I expect that there are many folks out there who will challenge our analysis. I’ve anticipated some of the objections and have addressed what I think are the three major ones below.
1. Shouldn't some of the points that we reallocated from Watson to Ken have gone to Brad, lowering Ken's revised total? While that is true, Brad would have also taken additional points from Watson. If we had data from Brad, we expect that the gap between Watson and Ken would be narrower, but that Ken would still enjoy a solid lead.
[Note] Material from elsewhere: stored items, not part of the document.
PR #1291, opened 2020-12-04
fix cache key by using correct variable

gidsg:
Spotted this issue when reviewing https://github.com/alphagov/digitalmarketplace-scripts/pull/588 the second variable wasn't being resolved which made the cache key non-unique across matrix runs.


alex9smith (approved):
👍

PR #347, opened 2024-10-07
ci: fix changelog append on top

oldgiova:
With the --unreleased flag, only the last release were added to the CHANGELOG.md, so the old history would have been lost. With this change, we'll just prepend the new git cliff release.

[Wrong CHANGELOG patch](https://github.com/mendersoftware/mender-helm/pull/346/commits/da9a4ef2e668fa0fa057321e0aac287b01f38997#diff-d2cbe88096a4c24cd4a33d862fe49df122c543515c8b811b79f67818f655982e)

Likely good CHANGELOG patch:
```
# Mender Helm Chart


## 5.11.0 - 2024-10-07


### Features


- Add gui hpa ([8f6d9f4](https://github.com/mendersoftware/mender-helm.git/commit/8f6d9f46c0c9db16939a8c851ed4bda21e7ca5f3)) 
  Added Horizontal Pod Autoscaler resource to the gui container, to scale
  it automatically when the service experiences more load.

## Version 5.10.1
* Fix invalid regexp in default storage proxy rule.

## Version 5.10.0
* Change `generate_delta_worker` to StatefulSet and add `persistence` values
  * The new `persistence` values specifies the parameters of the PVC template of
    the statefulset.
* Upgrade Traefik to v3.1.2
* Upgrade to Mender version `3.7.7`
```

### DIFF
--- a/.gitlab-ci.yml
+++ b/.gitlab-ci.yml
@@ -858,13 +858,15 @@ changelog:
         --target-branch=${CI_COMMIT_REF_NAME}
     # git cliff: override the changelog
     - test $GIT_CLIFF == "false" && echo "INFO - Skipping git-cliff" && exit 0
-    - git clone https://${GITHUB_USER}:${GITHUB_BOT_TOKEN_REPO_FULL}@github.com/${GITHUB_REPO_URL}
-    - cd ${GITHUB_REPO_URL#*/}
+    - git remote add github https://${GITHUB_USER}:${GITHUB_BOT_TOKEN_REPO_FULL}@github.com/${GITHUB_REPO_URL}
+    - gh repo set-default https://${GITHUB_USER}:${GITHUB_BOT_TOKEN_REPO_FULL}@github.com/${GITHUB_REPO_URL}
     - RELEASE_PLEASE_PR=$(gh pr list --author "${GITHUB_USER_NAME}" --head "release-please--branches--${CI_COMMIT_REF_NAME}" --json number | jq -r '.[0].number // empty')
     - test -z "$RELEASE_PLEASE_PR" && echo "No release-please PR found" && exit 0
     - echo "INFO - generating changelog notes from git cliff"
         && gh pr checkout $RELEASE_PLEASE_PR
-        && git cliff --unreleased --output mender/CHANGELOG.md --bump --github-repo ${GITHUB_REPO_URL}
+        && git cliff --unreleased --bump --prepend mender/CHANGELOG.md --github-repo ${GITHUB_REPO_URL}
+        && sed -i 's/# Mender Helm chart//' mender/CHANGELOG.md
+        && sed -i 's/---/# Mender Helm chart\n/' mender/CHANGELOG.md
         && git add mender/CHANGELOG.md
         && git commit --amend -s --no-edit
         && git push origin --force


oldgiova:
Of course, an alternative is just to rewrite the full changelog every time, without the `--unreleased` flag. Theoretically, the old releases should not change

.gitlab-ci.yml
```diff
@@ -858,13 +861,16 @@ changelog:
...
     - RELEASE_PLEASE_PR=$(gh pr list --author "${GITHUB_USER_NAME}" --head "release-please--branches--${CI_COMMIT_REF_NAME}" --json number | jq -r '.[0].number // empty')
+    - gh repo set-default https://${GITHUB_USER}:${GITHUB_BOT_TOKEN_REPO_FULL}@github.com/${GITHUB_REPO_URL}
     - test -z "$RELEASE_PLEASE_PR" && echo "No release-please PR found" && exit 0
     - echo "INFO - generating changelog notes from git cliff"
         && gh pr checkout $RELEASE_PLEASE_PR
-        && git cliff --unreleased --output mender/CHANGELOG.md --bump --github-repo ${GITHUB_REPO_URL}
+        && new_changelog=$(git cliff --unreleased --bump --github-repo ${GITHUB_REPO_URL} | sed 's/---//')
+        && echo $new_changelog | cat - mender/CHANGELOG.md > tmp_changelog.md
+        && echo "${CHANGELOG_HEADER}\n" > mender/CHANGELOG.md
+        && cat tmp_changelog.md | grep -v ${CHANGELOG_HEADER} >> mender/CHANGELOG.md
```
alfrunes, line 873: What about using `--prepend` instead of `--output`?
```suggestion
        && git cliff --unreleased --prepend mender/CHANGELOG.md --bump --github-repo ${GITHUB_REPO_URL}
```

oldgiova: Yeah! Much nicer!

oldgiova: I still have to update the header `# Mender Helm chart` and remove the `---`, but it's better than before.

.gitlab-ci.yml
```diff
@@ -858,13 +858,15 @@ changelog:
...
+    - git remote add github https://${GITHUB_USER}:${GITHUB_BOT_TOKEN_REPO_FULL}@github.com/${GITHUB_REPO_URL}
     - RELEASE_PLEASE_PR=$(gh pr list --author "${GITHUB_USER_NAME}" --head "release-please--branches--${CI_COMMIT_REF_NAME}" --json number | jq -r '.[0].number // empty')
+    - gh repo set-default https://${GITHUB_USER}:${GITHUB_BOT_TOKEN_REPO_FULL}@github.com/${GITHUB_REPO_URL}
     - test -z "$RELEASE_PLEASE_PR" && echo "No release-please PR found" && exit 0
     - echo "INFO - generating changelog notes from git cliff"
         && gh pr checkout $RELEASE_PLEASE_PR
-        && git cliff --unreleased --output mender/CHANGELOG.md --bump --github-repo ${GITHUB_REPO_URL}
+        && git cliff --unreleased --bump --prepend mender/CHANGELOG.md --github-repo ${GITHUB_REPO_URL}
+        && sed -i 's/# Mender Helm chart//' mender/CHANGELOG.md
+        && sed -i 's/---/# Mender Helm chart\n/' mender/CHANGELOG.md
```
alfrunes, line 869: This seems to be a side effect of poor choice of changelog header.

alfrunes (approved):
I do not understand why we insist on keeping this template shared in a remote repository. The changelog format for a helm chart is going to be different from a changelogs generated for terraform modules which in turn is different from a changelog generated for a standalone go-component which again is going to be different from a multi-project repository. To me this seems to just add more complexity than what we gain from it (moreover, all those changelogs are suddenly going to change once we change the shared template).

Anyway, if we decide to keep working around it I won't block it.

mzedel (approved):
🕺 Why do we even keep the helm chart and the rest in different places? The changelog for the frontend is going to be different from the useradm service - why would we keep these in the same repo, but not the helm chart? To me keeping these in different places seems to just add more complexity...

Frontend and helm chart both consume artifacts (images, API responses) still we somehow make the distinction (something similar could surely be found for other services)... we distribute both alongside each other and they are not interchangeable (say run 3.7 in the next helm version, or even 2.7).

oldgiova:
> I do not understand why we insist on keeping this template shared in a remote repository.
There's no clear agreement inside the team; I personally prefer using the template from the internal repository, but for the app-update-module project, it was chosen a centralized one because we wanted to always reuse a single standard (or two: standard and scoped).
I think a decision on how the changelog will be is far for being consolidated, so I'm just considering this an evolving process, starting from this point.

> Why do we even keep the helm chart and the rest in different places?
It has been a team decision at the very beginning of the monorepo project; I asked to merge the helm-chart in the monorepo, the team choice was to let it standalone. Thus, we could talk about it again, imho

oldgiova:
Force-pushed a small fix: moved `gh repo set-default https://${GITHUB_USER}:${GITHUB_BOT_TOKEN_REPO_FULL}@github.com/${GITHUB_REPO_URL}` before the `gh pr list` command.

PR #350, opened 2024-10-10
ci: fix diverging PRs

oldgiova:
In some conditions the upstream pr branch could diverge from the local branch. With this fix it should rebase the upstream changes locally.
For example: https://gitlab.com/Northern.tech/Mender/mender-helm/-/jobs/8049202233#L251

### DIFF
--- a/.gitlab-ci.yml
+++ b/.gitlab-ci.yml
@@ -863,6 +863,8 @@ changelog:
     - test -z "$RELEASE_PLEASE_PR" && echo "No release-please PR found" && exit 0
     - echo "INFO - generating changelog notes from git cliff"
         && gh pr checkout $RELEASE_PLEASE_PR
+        && git fetch github-${TS_SUFFIX} pull/${RELEASE_PLEASE_PR}/head
+        && git reset --hard FETCH_HEAD
         && wget --output-document cliff.toml https://raw.githubusercontent.com/mendersoftware/mendertesting/master/utils/cliff.toml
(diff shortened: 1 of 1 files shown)


oldgiova:
A possible alternative is the original behavior: just clone from scratch the github repo into a temp folder every time, and add modification into this, instead using the preexisting local `.git`.

.gitlab-ci.yml
```diff
@@ -863,6 +863,7 @@ changelog:
     - test -z "$RELEASE_PLEASE_PR" && echo "No release-please PR found" && exit 0
     - echo "INFO - generating changelog notes from git cliff"
         && gh pr checkout $RELEASE_PLEASE_PR
+        && git pull
```
alfrunes, line 866: Couldn't this potentially cause merge conflicts?
What about a simple `git fetch github-${TS_SUFFIX} pull/$RELEASE_PLEASE_PR/head && git reset --hard FETCH_HEAD`?

oldgiova: yeah, thanks for the trick!

alfrunes (approved):
Just a side comment to #348; maybe it would be cleaner to simply ignore the error when adding the remote instead of carrying around the `TS_SUFFIX` env variable.
```bash
git remote add github https://${GITHUB_USER}:${GITHUB_BOT_TOKEN_REPO_FULL}@github.com/${GITHUB_REPO_URL} || true
```

PR #351, opened 2024-10-10
ci: unique remote github repo

oldgiova:
@alfrunes I saw that in the same runner, sometime old github remote could "survive", and could be from past try and tests, so there is no guarantees the `github` remote is the good one.
This PR address this behavior by always setting a new unique github remote `github-${CI_JOB_ID}`, and removes it in the `after_script`. Successfully tested in a [sample pipeline](https://gitlab.com/Northern.tech/northerntechhq/nt-boilerplate-pipeline/-/jobs/8070161234)

### DIFF
--- a/.gitlab-ci.yml
+++ b/.gitlab-ci.yml
@@ -834,18 +834,15 @@ changelog:
     # install release-please
     - npm install -g release-please
     # install github-cli
-    - |
-      mkdir -p -m 755 /etc/apt/keyrings \
-        && wget -qO- https://cli.github.com/packages/githubcli-archive-keyring.gpg | tee /etc/apt/keyrings/githubcli-archive-keyring.gpg > /dev/null \
-        && chmod go+r /etc/apt/keyrings/githubcli-archive-keyring.gpg \
-        && echo "deb [arch=$(dpkg --print-architecture) signed-by=/etc/apt/keyrings/githubcli-archive-keyring.gpg] https://cli.github.com/packages stable main" | tee /etc/apt/sources.list.d/github-cli.list > /dev/null \
-        && apt update \
-        && apt install gh jq -y
-    # Setting up git
-    - |
-      echo "INFO - setting up git"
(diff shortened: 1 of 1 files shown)


.gitlab-ci.yml
```diff
@@ -856,25 +856,27 @@ changelog:
...
-        && git reset --hard FETCH_HEAD
-        && wget --output-document cliff.toml https://raw.githubusercontent.com/mendersoftware/mendertesting/master/utils/cliff.toml
+    - git fetch github-${CI_JOB_ID} pull/${RELEASE_PLEASE_PR}/head
+    - git reset --hard FETCH_HEAD
+    - wget --output-document cliff.toml https://raw.githubusercontent.com/mendersoftware/mendertesting/master/utils/cliff.toml
         && git cliff --bump --output mender/CHANGELOG.md --github-repo ${GITHUB_REPO_URL}
         && git add mender/CHANGELOG.md
         && git commit --amend -s --no-edit
-        && git push github --force
+        && git push github-${CI_JOB_ID} --force
```
alfrunes, line 871: Could we replace all `&&` with `-`?
Logically it's the same, only the latter is much easier to debug. Instead of seeing the first command and "collapsed multiline command" on failure, you will see the actual command that failed.

alfrunes (commented):
I still don't quite get it; it's the same remote. Even if the local git repository is cached, `git fetch` still fetches the upstream PR.

.gitlab-ci.yml
oldgiova: The reason for all this `&&` is because you have a size limit of the array script; if I good remember is 10, but let me try again.

oldgiova:
> I still don't quite get it; it's the same remote. Even if the local git repository is cached, `git fetch` still fetches the upstream PR.

From my tests, I found an old remote from a former test with the same name, but incorrectly formatted. So we have no 100% guarantees that the remote is actually the same/

PR #360, opened 2024-10-31
ci: fix seaweedfs filer data storage

oldgiova:
For some reason, the data storage is not working with the default PVC and StorageClass. Falling back to emptyDir, is enough for the tests

Ticket: None
Changelog: None

### DIFF
--- a/tests/seaweedfs.yaml
+++ b/tests/seaweedfs.yaml
@@ -7,7 +7,8 @@ filer:
     enableAuth: true
     createBuckets:
       - name: "mender-artifacts-seaweedfs"
-  storageClass: "gp2"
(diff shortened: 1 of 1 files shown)


alfrunes (approved):
I suppose emptyDir is good enough for tests, but it might be worthwhile to investigate this later since it's used in the docs.

oldgiova:
> I suppose emptyDir is good enough for tests, but it might be worthwhile to investigate this later since it's used in the docs.

In the docs I used k3s, and persistence was working. I guess (hope) that no ones is using Seaweedfs while using EKS... But yeah, I'm curious about it is failing

PR #386, opened 2024-11-21
Align prod with master :warning: wait from the release day

oldgiova:


alfrunes:
I can see #398 and #394 is missing. Should we also include them here?

oldgiova:
> I can see #398 and #394 is missing. Should we also include them here?

Yes, we should, but #398 requires https://github.com/mendersoftware/mender-helm/pull/401

alfrunes (approved):

PR #398, opened 2024-12-03
refac: consistency between nats_uri declaration

oldgiova:
Aligned the nats_uri of the deviceconnect and the workflows definitions to the other services

Ticket: None


alfrunes (approved):
Thanks for cleaning this up :+1:

PR #399, opened 2024-12-04
feat: Upgrade to Mender version `3.7.8`

lluiscampos:


oldgiova (changes requested):
We could do this, but with the `5.x` branch as a target

oldgiova (approved):

PR #407, opened 2025-01-07
fix!: remove errorPort from gui

oldgiova:
Follow up removing the error reponder middleware from Traefik

Ticket: None


alfrunes:
You also need to remove the json-error-responder middlewares (including the attachment to routes).

oldgiova:
> You also need to remove the json-error-responder middlewares (including the attachment to routes).

@alfrunes done, thanks for the suggestion

PR #417, opened 2025-01-13
Add missing tenantadm env

alfrunes:


oldgiova (approved):
Does it has effects on hM?

alfrunes:
> Does it has effects on hM?

No, it is not. The default values are correct. It's only if you modify the `*.service.name` or `*.service.port` values that you may get into trouble. The missing environment variables are only relevant for the upcoming 4.0 release.

oldgiova (approved):

PR #421, opened 2025-01-17
chore: Workaround for SeaweedFS through storage proxy

alfrunes:
Drops X-Forwarded-Host and X-Forwarded-Port when
`storage_proxy.enabled`.


oldgiova (approved):
This solves the issue for the deployments service, which is an improvement. The create-artifacts-worker is still failing, but this is another story.
Approving for now!

PR #439, opened 2025-02-18
Optionals deviceauth cronjobs

oldgiova:
You can create custom cronjobs based on the deviceauth service. This feature is going to deprecate the device_license_count feature, that could be installed as a custom cronjob, with the provided example in the Values file.
The device_license_count key will be removed in the future.

Ticket: MC-7789


merlin-northern:
it was created to pull https://github.com/mendersoftware/saas/pull/1417 off thanks Roberto!

merlin-northern (approved):
thank you!

alfrunes (approved):

PR #443, opened 2025-02-25
Switch api-gateway tls certificate to k8s tls type

chriswiggins:
We currently have nginx sitting in front of the api-gateway, doing SSL termination. It is also doing storage proxying, but we can move that to Traefik now with the latest release 😄 

We use cert-manager for our certificates, and currently we can't pass a secret cert-manager creates into the api-gateway, as it uses the wrong keys.

We prefer not to use k8's ingress, for a couple of reasons, so want to have Traefik serve the traffic directly

### DIFF
--- a/mender/templates/api-gateway/configmap.yaml
+++ b/mender/templates/api-gateway/configmap.yaml
@@ -547,8 +547,8 @@ data:
 {{- if $isTls }}
     tls:
       certificates:
-        - certFile: /etc/traefik/certs/cert.crt
-          keyFile: /etc/traefik/certs/private.key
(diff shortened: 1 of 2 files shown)


oldgiova:
Hi @chriswiggins thank you so much for your contribution! I'm reviewing and testing it.

oldgiova:
This PR is passing the tests: https://gitlab.com/Northern.tech/Mender/mender-helm/-/pipelines/1687722143 (changelog CI error is not related and it has been addressed in another PR)

oldgiova (approved):

Issue #1500, opened 2023-08-23
feat: Autosharding API for req-resp protocols


chair28980:
This tracks the work necessary in each client to provide API(s) to applications using req-resp protocols (store, lightpush, filter, etc.) with optional pubsub topic arguments. Each client should then use autosharding to determine the associated shards on behalf of applications. Note that underlying protocols should not be affected and each client implementation should locally populate pubsub topic fields with the shards hashed from content topics received via the API.

Priority: Critical for launch

chair28980:
https://github.com/waku-org/research/issues/3

@danisharora099 @weboko 

Per the research issue, can y'all verify this is required for JSWasku and assign ownership as necessary. Thank you!

adklempner:
**Weekly Update**

- _achieved_: derive pubsub topic from content topic in encoders/decoders when autosharding is specified
- _next_: node config should specify static sharding or autosharding. implement autosharded topics in all req-resp protocols

adklempner:
**Weekly Update**

- _achieved_: config node for static/autosharding, test all protocols against autosharding RPC endpoints on nwaku
- _next_: config application and version on node creation, only discover nodes of same shard

adklempner:
**Weekly Update**

- _achieved_: all protocols can be configured to use autosharding for determining pubsub topics
- _next_: make autosharding the default behavior when running js-waku

PR #1723, opened 2023-11-17
feat: add support for autosharded pubsub topics

### LINKED ISSUE #1710: feat: validate content topics in encoder and decoder

adklempner:
## Problem

js-waku needs to support scaling via autosharding by:
- allowing the developer to specify whether to use autosharding or static sharding when creating a node
- when using autosharding, libp2p pubsub topics should be determined using content topics, specifically the application and version fields

## Solution

- Adds optional parameters `autosharding` and `clusterId` when creating an encoder or decoder. Defaults to static sharding behavior.
- Adds `autosharding` and `contentTopics` fields to `ShardInfo`. Updates logic for determining pubsub topics from shard info to branch on whether autosharding is enabled. All protocols use this to determine pubsub topics using the content topics if autosharding is enabled. Defaults to using static sharding.
- Adds functions to `NimGoNode` for calling autosharding-specific RPC endpoints in tests
- Tests each protocol on js-waku nodes configured with autosharding using above endpoints on nwaku node

## Notes

- Resolves #1710 
- Related to #1500 
- There is a separate issue to require `application` and `version` as parameters when starting a waku node, and make autosharding the default behavior: #1749


packages/message-encryption/src/ecies.ts
```diff
@@ -98,16 +102,21 @@ export interface EncoderOptions extends BaseEncoderOptions {
...
+export function createEncoder(
+  {
+    pubsubTopicShardInfo,
+    contentTopic,
+    publicKey,
+    sigPrivKey,
+    ephemeral = false,
+    metaSetter
+  }: EncoderOptions,
+  autosharding = false
```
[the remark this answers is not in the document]
adklempner: moved to `EncoderOptions` in latest commit

packages/utils/src/common/sharding.spec.ts
```diff
@@ -91,10 +96,22 @@ describe("contentTopicToShardIndex", () => {
...
-      ["/myapp/1/latest/proto", 0]
+      ["/myapp/1/latest/proto", 0],
+      ["/waku/2/content/test.js", 1]
     ];
     for (const [topic, shard] of contentTopics) {
       expect(contentTopicToShardIndex(topic)).to.eq(shard);
     }
   });
 });
+
```
fryorcraken, line 107: I would add a fast check here and confirm that any content topic with same app name are in the same shard.

packages/core/src/lib/message/version_0.ts
```diff
@@ -119,16 +123,17 @@ export class Encoder implements IEncoder {
...
-  pubsubTopicShardInfo,
-  contentTopic,
-  ephemeral,
-  metaSetter
-}: EncoderOptions): Encoder {
+export function createEncoder(
+  { pubsubTopicShardInfo, contentTopic, ephemeral, metaSetter }: EncoderOptions,
+  autosharding = false,
+  clusterId = 0
+): Encoder {
```
danisharora099, line 130: similar comment as above: we can move these two args into `EncoderOptions` if they're important for the encoder creation

danisharora099: ---
why do we need the `clusterId` flag? perhaps we can leverage the `shardInfo` arg and even remove the `autosharding` flag

packages/core/src/lib/message/version_0.ts
```diff
@@ -190,10 +195,14 @@ export class Decoder implements IDecoder<DecodedMessage> {
...
-  pubsubTopicShardInfo?: SingleShardInfo
+  pubsubTopicShardInfo?: SingleShardInfo,
+  autosharding = false,
+  clusterId = 0
 ): Decoder {
   return new Decoder(
-    pubsubTopicShardInfo
+    autosharding
+      ? contentTopicToPubsubTopic(contentTopic, clusterId)
+      : pubsubTopicShardInfo
```
danisharora099, line 205: similar comment as aboev

packages/interfaces/src/enr.ts
```diff
@@ -21,6 +21,7 @@ export interface Waku2 {
 export interface ShardInfo {
   clusterId: number;
   shards: number[];
+  contentTopics?: string[];
```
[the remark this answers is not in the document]
danisharora099: agree

packages/message-encryption/src/symmetric.ts
```diff
@@ -99,6 +105,7 @@ export interface EncoderOptions extends BaseEncoderOptions {
  * in [26/WAKU2-PAYLOAD](https://rfc.vac.dev/spec/26/).
  */
 export function createEncoder({
+  autosharding = false,
```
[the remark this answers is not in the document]
adklempner: I thought about this as well but wasn't sure how to "link" the node settings with the encoder settings, since they are  initialized separately.

packages/interfaces/src/enr.ts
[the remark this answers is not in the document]
adklempner: Updated in latest commit

packages/message-encryption/src/symmetric.ts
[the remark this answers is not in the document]
adklempner: Updated in latest commit

packages/utils/src/common/sharding.spec.ts
adklempner: Added in latest commit

packages/core/src/lib/message/version_0.ts
adklempner: Updated in latest commit

packages/core/src/lib/message/version_0.ts
adklempner: Updated in latest commit

packages/message-encryption/src/symmetric.ts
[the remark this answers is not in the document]
fryorcraken: > I thought about this as well but wasn't sure how to "link" the node settings with the encoder settings, since they are initialized separately.

Will checkyyour code and sorry for the short ccomment, was on the phone.

My initial thoughts is about moving the logic of deciding the shard from the encoder class to the protocols class on the node.

packages/interfaces/src/message.ts
```diff
@@ -2,7 +2,10 @@ import type { PubsubTopic } from "./misc.js";
 
 export interface SingleShardInfo {
   clusterId: number;
-  shard: number;
+  /**
+   * Specifying this field indicates to the encoder/decoder that static sharding should be used.
```
fryorcraken, line 6:
```suggestion
   * Specifying this field indicates to the encoder/decoder that static sharding must be used.
```
Just to clarify is not a preference.

packages/tests/tests/filter/multiple_pubsub.node.spec.ts
```diff
@@ -178,3 +180,177 @@ describe("Waku Filter V2: Multiple PubsubTopics", function () {
...
+describe("Waku Filter V2 (Autosharding): Multiple PubsubTopics", function () {
+  // Set the timeout for all tests in this suite. Can be overwritten at test level
+  this.timeout(30000);
+  let waku: LightNode;
+  let nwaku: NimGoNode;
+  let nwaku2: NimGoNode;
+  let subscription: IFilterSubscription;
+  let messageCollector: MessageCollector;
+
+  const customContentTopic1 = "/waku/2/content/test.js";
```
fryorcraken, line 193:
```suggestion
  const customContentTopic1 = "/waku/2/content/null";
```

Just to keep in line with expected content topic format. or you could use `utf8` too.

packages/tests/tests/filter/multiple_pubsub.node.spec.ts
```diff
@@ -178,3 +180,177 @@ describe("Waku Filter V2: Multiple PubsubTopics", function () {
...
+    });
+  });
+
+  it("Subscribe and receive messages on 2 different pubsubtopics", async function () {
+    await subscription.subscribe([customDecoder1], messageCollector.callback);
+
+    // Subscribe from the same lightnode to the 2nd pubsubtopic
+    const subscription2 = await waku.filter.createSubscription(
+      pubsubTopicToSingleShardInfo(autoshardingPubsubTopic2)
+    );
```
fryorcraken, line 261: This API does not look great. possibly a future improvement is that the user just pass their content topic here.

packages/tests/tests/sharding/peer_management.spec.ts
```diff
@@ -184,3 +193,176 @@ describe("Static Sharding: Peer Management", function () {
     });
   });
 });
+
+describe("Autoharding: Peer Management", function () {
```
fryorcraken, line 197:
```suggestion
describe("Autosharding: Peer Management", function () {
```

packages/utils/src/common/sharding.spec.ts
fryorcraken: > Added in latest commit

I don't see it.

I'd expect something using the `fast-check` package.

e.g.

```
import fc from "fast-check";

  it("Content topics for the same app go in the same shard", function () {
    fc.assert(
      fc.Property(
        fc.string({ minLength: 1 }), // app name
	fc.number(), // app version 1
        fc.string({ minLength: 1 }), // topic name 1
        fc.string({ minLength: 1 }), // encoding 1
	fc.number(), // app version 2 (I don't remember if this is used for autosharding)
        fc.string({ minLength: 1 }), // topic name 2
        fc.string({ minLength: 1 }), // encoding 2
        (appName, appVersion1, topicName1, encoding1, appVersion2, topicName2, encoding2) => {
          const contentTopic1 = `/${appName}/${appVersion1}/${topicName1}/${encoding1}`;
          const contentTopic2 = `/${appName}/${appVersion2}/${topicName2}/${encoding2}`;
	
	      expect(contentTopicToShardIndex(contentTopic1)).to.eq(contentTopicToShardIndex(contentTopic1));
})
})
```

Then do the same where appname are different

fryorcraken (approved):

packages/utils/src/common/sharding.spec.ts
```diff
@@ -91,10 +96,35 @@ describe("contentTopicToShardIndex", () => {
...
-      ["/myapp/1/latest/proto", 0]
+      ["/myapp/1/latest/proto", 0],
+      ["/waku/2/content/test.js", 1]
     ];
     for (const [topic, shard] of contentTopics) {
       expect(contentTopicToShardIndex(topic)).to.eq(shard);
     }
   });
+
+  it("topics with same application and version share the same shard", () => {
```
adklempner, line 107: @fryorcraken here is the test I added

packages/tests/tests/filter/multiple_pubsub.node.spec.ts
adklempner: opened an issue for this https://github.com/waku-org/js-waku/issues/1764

packages/interfaces/src/message.ts
adklempner: fixed

packages/tests/tests/filter/multiple_pubsub.node.spec.ts
adklempner: updated all to use `utf8` instead of `test.js`

packages/tests/tests/sharding/peer_management.spec.ts
adklempner: fixed

packages/core/src/lib/base_protocol.ts
```diff
@@ -97,7 +98,9 @@ export class BaseProtocol implements IBaseProtocol {
     return filterPeers(allPeersForProtocol, numPeers, maxBootstrapPeers);
   }
 
-  initializePubsubTopic(shardInfo?: ShardInfo): PubsubTopic[] {
+  initializePubsubTopic(
+    shardInfo?: ShardInfo | ContentTopicInfo
```
weboko, line 102: `ShardInfo | ContentTopicInfo` this is a common pattern at this point - makes sense to have a type alias

packages/core/src/lib/message/version_0.ts
```diff
@@ -125,11 +129,21 @@ export function createEncoder({
...
 }: EncoderOptions): Encoder {
+  if (pubsubTopicShardInfo) {
+    pubsubTopicShardInfo.shard
+      ? singleShardInfoToPubsubTopic(pubsubTopicShardInfo)
+      : contentTopicToPubsubTopic(contentTopic, pubsubTopicShardInfo.clusterId);
+  }
   return new Encoder(
     contentTopic,
     ephemeral,
     pubsubTopicShardInfo
```
weboko, line 140: This happens in more than 2 places at this point. 
Let's abstract it (e.g utility function or something else)

packages/message-encryption/src/symmetric.ts
```diff
@@ -197,10 +206,13 @@ class Decoder extends DecoderV0 implements IDecoder<DecodedMessage> {
 export function createDecoder(
   contentTopic: string,
   symKey: Uint8Array,
-  pubsubTopicShardInfo?: SingleShardInfo
+  pubsubTopicShardInfo?: SingleShardInfo,
+  autosharding = false
```
weboko, line 210: If we decide to move forward with adding this parameter - other `create` functions should follow too

adklempner: I forgot to replace this

adklempner: fixed in latest commit

packages/core/src/lib/message/version_0.ts
adklempner: abstracted away in latest commit

packages/core/src/lib/base_protocol.ts
adklempner: added in latest commit

packages/utils/src/common/sharding.ts
```diff
@@ -177,3 +176,18 @@ export function contentTopicsByPubsubTopic(
...
   return groupedContentTopics;
 }
+
+/**
+ * Used when creating encoders/decoders to determine which pubsub topic to use
+ */
+export function determinePubsubTopic(
+  contentTopic: string,
+  pubsubTopicShardInfo?: SingleShardInfo,
+  defaultPubsubTopic: string = "/waku/2/default-waku/proto"
```
weboko, line 186: nit: let's refer to the constant here and not hardcoded value

weboko (approved):

packages/utils/src/common/sharding.ts
adklempner: fixed in latest commit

2. What about Game 1? Watson did even better in Game 1 than it did in Game 2. Wouldn't that have kept Watson the winner? Probably not. The reason Watson racked up such a huge total on Game 1 was that it answered 29 of 32 questions correctly in Double Jeopardy. I didn't have a tape, but I believe Ken and Brad also knew many of those answers and were shut out by the buzzer. Allocating those responses across players would have put one or both players within striking distance when they got to Final Jeopardy. Watson blew Final Jeopardy with a comically bad answer to an easy question. So, what would likely have happened is it would have been in second if not third place heading into Game 2
3. What about the humans' own "unfair advantage". Humans tend to ring in before they know the answer and then have several seconds to figure it out. If they had to answer right away like Watson, wouldn't Watson cream them? While this is true, I take exception to the notion that this represents an advantage for the humans. Instead, this represents a fundamental difference in how computers and humans process information. While it can take humans a few seconds to work out the right answer, we can intuit nearly instantaneously whether or not we will be able answer the question. Great Jeopardy players have great intuition and rarely get questions wrong after they ring in, as Ken Jennings demonstrated by getting just 1 question wrong in Game 2. Watson on the other hand seemed to either come to an answer very quickly or never got there. It doesn't have intuition and more time didn't appear to help it significantly. Changing the rules to take out the intuition factor would shift the advantage to Watson but would be counter the goal of the contest – figuring who is better at answering questions.